Here are three things that are almost always true about a recession.
“How does a recession impact the real estate market?” This is a question I’ve been getting a lot lately. We can define a recession as two consecutive quarters of a slowing economy, and in a recession, we always see three things happen: The unemployment rate goes up, The mortgage rates decrease, and housing stays strong. Today I’m going to explain why each of these things happen when the economy contracts:
- The unemployment rate increases. During the beginning of the pandemic, the unemployment rate skyrocketed. As things improved, that rate dropped to nearly zero. That low unemployment rate is a telltale sign that we could soon enter a recession. During a recession, there will be pressure on that rate to increase.

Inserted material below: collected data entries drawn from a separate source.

PR #7349, opened 2026-07-03
fix(core): fix POSTING index covering scans failing when queries migrate across worker threads

nwoolmer:
## What

Fixes the assertion failure

```
java.lang.AssertionError: posting index cursor closed off the reader's owning thread
    at io.questdb.cairo.idx.PostingIndexFwdReader$Cursor.close(PostingIndexFwdReader.java:214)
```

and its downstream failures on assertions-enabled builds: a multi-worker HTTP parquet export (`/exp?fmt=parquet`) of a POSTING covering scan (`symbol IN (...)`) aborts mid-close and leaks the `TableReader`, and the pgwire covering-record-cursor path double-closes the reader (`CairoException: double close`), dropping the client connection. Builds without `-ea` are unaffected.

The branch carries the failing reproducer (first commit) and the fix (second commit): `ExpParquetExportTest#testParquetExportPageFramePostingIndexCoveringScanMultiWorker`.

## Root cause

Suspendable queries migrate the connection — and the `TableReader` it holds — across worker threads between fragments, with the event loop serializing the handoff. A posting index row cursor checked out on one worker can therefore legitimately close on another: on a multi-worker HTTP server the parquet export streams across workers, and `HttpConnectionContext.reset()` closes the `MultiKeyCoveringPageFrameCursor` (and its merge row cursors) on whichever worker last drove the connection.

The assertion-only tripwire that #7256 added to every posting cursor `close()` (`assertSameOperatingThread`) encoded the premise that a reader is driven by one OS thread between reader-pool acquire and release. That premise does not hold for suspendable queries, so the assert fires on sanctioned behavior. The existing export tests pin `workerCount=1`, which is why they never caught it.

## Fix

`getCursor()` now stamps the reader's operating thread unconditionally (previously the stamp was written only under `-ea`), and each of the four cursor `close()` paths (Fwd/Bwd × Cursor/NullCursor) re-pools into `freeCursors` only when the close runs on that thread. The unsynchronized `isOpen()`-then-`freeCursors.add(this)` check-then-act — the race the assert was guarding — thereby stays serialized with `getCursor()`. An off-thread close falls through to `releaseResources()`, which frees only cursor-local buffers and touches no reader-shared state, so it is safe from any thread.

This also changes the outcome of the stale-cursor hazard the assert was built to flag (a cursor outliving its reader's release to the reader pool, with another thread re-acquiring and re-stamping the reader): instead of an `AssertionError` that aborts the orderly close, the stale close degrades to a local release and cannot race the new owner's `getCursor()`. The `isOpen()` leak guard from #7256 is unchanged, and its four regression tests still pass.

## Tradeoffs

- An off-thread close skips cursor pooling, so the next `getCursor()` on that reader reallocates the decode block buffer instead of reusing a pooled one. Mid-query closes run on the driving thread and still pool; the release-instead-of-pool case occurs once per worker migration.
- The operating-thread stamp is now written on every `getCursor()` call in all builds (one thread-id read and one plain field write), not just under `-ea`.

## Test plan

The off-thread close hazard is not specific to the multi-key export path; the branch carries one regression per cursor holder, each asserting the execution plan and the query result on either side of the off-thread close, and each verified red on the pre-fix tree (reproducer commit + test changes only):

- `ExpParquetExportTest#testParquetExportPageFramePostingIndexCoveringScanMultiWorker` — the concurrent phase drives `MultiKeyCoveringPageFrameCursor` (red on master: 1–4 of 4 exports fail per run); a verification phase asserts the `CoveringIndex` EXPLAIN plan for both the `IN`-list and single-literal shapes, exports each once more, and compares the parquet bytes against the source query via `read_parquet()` — the single literal drives the previously untested `SingleKeyCoveringPageFrameCursor`.
- `PostingIndexCriticalIssuesTest#testCoveringRecordCursorSingleKeyClosedOffOperatingThread` / `#testCoveringRecordCursorMultiKeyClosedOffOperatingThread` / `#testPostingIndexRowCursorClosedOffOperatingThread` — cairo-level regressions for the record-cursor holders (`CoveringCursor` single/multi key, and the plain index scan retained by `PageFrameRecordCursorImpl`): check a cursor out, partially drain, close it on a second thread, then assert no close error, no busy reader left in the pool, the same plan and the same aggregates afterwards, under `assertMemoryLeak`. All three fail on the pre-fix tree with "posting index cursor closed off the reader's owning thread" as the cause. The tests use `getBaseFactory()` because the `QueryProgress` cursor wrapper catches close errors and recovers the leaked reader, masking the failure; the production teardown paths (`HttpConnectionContext.reset()`, pgwire covering cursor close) have no such guard.
- `mvn -pl core -Dtest=PostingIndexCriticalIssuesTest test` — 122 tests pass, including the four #7256 block-buffer leak regressions and the concurrent covering LATEST BY fuzz.
- `mvn -pl core -Dtest=ExpParquetExportTest test` — 75 of 78 pass; the 3 errors (`testParquetExportReadOnlyHttp`, `testParquetExportLimit`, `testParquetExportDisabledReadOnlyInstance`) are local-environment port collisions on 9009 (a separate server instance was running) and reproduce identically without this change.

Paths audited and found not exposed: `LatestByValueIndexedRowCursorFactory` (opens and closes the index cursor within one `getCursor()` call on one thread) and `PostingIndexDistinctRecordCursorFactory` (uses the reader-level `collectDistinctKeys` API, no cursor checkout).

## Follow-up: single-key covering scans exported all-null covered columns to parquet (review C1)

`testParquetExportPageFramePostingIndexCoveringScanMultiWorker`'s verify phase exports the single-literal (`symbol = 'S3'`) covering scan and reads the parquet back with `read_parquet()`; the covered columns came back all-null (epoch-0 timestamps, empty symbols) for every row on all CI environments. The root cause is orthogonal to the off-thread-close fix and lives in the covered-decode path added by #7284.

A single-key covering scan (`sym = 'x'`) produces **metadata-only** page frames: the covered columns are decoded lazily on the async reduce workers via `PageFrameMemoryPool#patchCoveredFrameMemory`, and the raw frame page addresses are placeholders. Every zero-copy parquet export route that reads those raw addresses (`writePageFrame` → `frame.getPageAddress`) ships all-null covered columns. Only the multi-key (IN-list) merge materializes eagerly, which is why the IN-list export was unaffected.

The fix adds `RecordCursorFactory.producesMaterializedPageFrames()` (default true, delegating to the base factory), overridden to false on the single-key `CoveringIndexRecordCursorFactory`, and applies it at every export route in `ParquetExportMode.determineExportMode()`:

- **DIRECT_PAGE_FRAME** (bare covering scan): kept only when the factory both supports a page-frame cursor and materializes it.
- **PAGE_FRAME_BACKED** (a projection with a computed column over the covering scan, e.g. `SELECT sym, price * qty FROM t WHERE sym = 'x'`): the hybrid path reads the base's raw addresses for pass-through columns, so it now demands the virtual factory's base materialize; otherwise it falls to `CURSOR_BASED`.
- **`StaleViewCheckFactory`** (any query that references a view): it delegates `supportsPageFrameCursor()`/`getPageFrameCursor()` to its base but its `getBaseFactory()` returns `base.getBaseFactory()` (it skips its own base for top-K peeling), so the default `getBaseFactory()`-delegating implementation stepped over the covering scan. It now delegates `producesMaterializedPageFrames()` to its immediate base like its sibling page-frame methods.

A metadata-only producer therefore always exports row-wise through `CURSOR_BASED`, which drives the same covered decode the query path uses. Multi-key covering export stays on the zero-copy fast path.

### Tradeoff

- Single-key covering-index parquet export now streams row-wise through the record cursor instead of the zero-copy page-frame path. It decodes covered columns exactly as the equivalent `SELECT` does; this trades the throughput of that one (niche) export shape for correctness.

### Test plan (C1)

- `testParquetExportPageFramePostingIndexCoveringScanMultiWorker` — red on every CI environment at the single-key verify assertion; green with the fix. Reverting the DIRECT_PAGE_FRAME hunk reproduces the all-null export (`1970-01-01T00:00:00.000000Z null null null null`) locally, so it is a red→green regression for that route.
- `testParquetExportCoveringScanShapes` (new) — exports four covering shapes and asserts the `CoveringIndex` plan plus that `read_parquet()` of each export matches the source query: a single-key projection with a computed column (PAGE_FRAME_BACKED), a single-key query through a view (StaleViewCheckFactory), a single-key var-size covered column (CURSOR_BASED), and a multi-key IN-list over a var-size covered column (DIRECT_PAGE_FRAME, eager merge). Reverting the PAGE_FRAME_BACKED guard turns the projection shape red; reverting the StaleViewCheckFactory delegation turns the view shape red (both reproduce the empty covered columns). The multi-key var-size case confirms the eager-materialization DIRECT path is sound for var-size covered columns.
- Also corrected the `RowCursor` javadoc so the off-thread close is described precisely: a POSTING cursor releases its native buffers directly, while BITMAP / all-null cursors hold no native memory and simply drop to GC.
## Follow-up: extend the gate to the bitmap and all-null index readers (review M1)

`BitmapIndexFwdReader`, `BitmapIndexBwdReader`, `IndexFwdNullReader`, and `IndexBwdNullReader` re-pool their row cursors with the same unsynchronized `size()`-then-`freeCursors.add()` on a plain `ObjList` that this PR gates for the posting readers, and the same suspend/resume worker-migration path reaches them (`PageFrameRecordCursorImpl` retains the row cursor from `DeferredSymbolIndexRowCursorFactory` for plain `SYMBOL INDEX` columns). These cursors hold no native memory and never carried the #7256 `-ea` assert, so the serialized dispatcher handoff fences the race in practice. `SYMBOL INDEX` defaults to `BITMAP`, so this is the more common reader family; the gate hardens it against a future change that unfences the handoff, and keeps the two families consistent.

“Homeowners have nothing to worry about. ” - Mortgage rates decrease. The sentiment right now is that mortgage rates are increasing to historic levels. In reality, 6% or 7% are relatively low rates when compared to the entire history of mortgage rates. As inflation drops down in the second or third quarter of the next year, however, we can expect to see these rates lower.
- The housing market stays strong. This has held true in nearly every example of a recession except for 2008. That debacle with housing prices was a unique situation and a topic for another day. In every other recession in recorded history, however, we actually saw appreciation in the market. Mainly due to our incredibly low inventory, we are currently in a great market for homeowners.